-- Input material follows --

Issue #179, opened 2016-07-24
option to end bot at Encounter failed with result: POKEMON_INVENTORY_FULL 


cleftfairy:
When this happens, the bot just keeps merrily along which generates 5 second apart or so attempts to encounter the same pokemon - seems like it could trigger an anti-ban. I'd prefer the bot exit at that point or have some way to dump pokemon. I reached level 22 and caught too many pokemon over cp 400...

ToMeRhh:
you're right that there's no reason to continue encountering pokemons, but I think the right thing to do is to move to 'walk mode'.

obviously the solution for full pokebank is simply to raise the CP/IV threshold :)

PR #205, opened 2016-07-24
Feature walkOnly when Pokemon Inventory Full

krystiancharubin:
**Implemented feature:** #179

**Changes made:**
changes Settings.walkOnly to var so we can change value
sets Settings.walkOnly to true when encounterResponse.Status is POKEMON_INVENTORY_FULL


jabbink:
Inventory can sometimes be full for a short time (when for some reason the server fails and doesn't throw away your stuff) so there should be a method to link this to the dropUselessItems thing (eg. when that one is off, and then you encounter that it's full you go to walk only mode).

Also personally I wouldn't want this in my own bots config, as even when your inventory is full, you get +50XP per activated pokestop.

-- Input material concluded --

Brief - The response must consist of the lines above, from the first one through the line containing "you're right that", reproduced exactly.

Solution for this task -
Issue #179, opened 2016-07-24
option to end bot at Encounter failed with result: POKEMON_INVENTORY_FULL 


cleftfairy:
When this happens, the bot just keeps merrily along which generates 5 second apart or so attempts to encounter the same pokemon - seems like it could trigger an anti-ban. I'd prefer the bot exit at that point or have some way to dump pokemon. I reached level 22 and caught too many pokemon over cp 400...

ToMeRhh:
you're right that there's no reason to continue encountering pokemons, but I think the right thing to do is to move to 'walk mode'.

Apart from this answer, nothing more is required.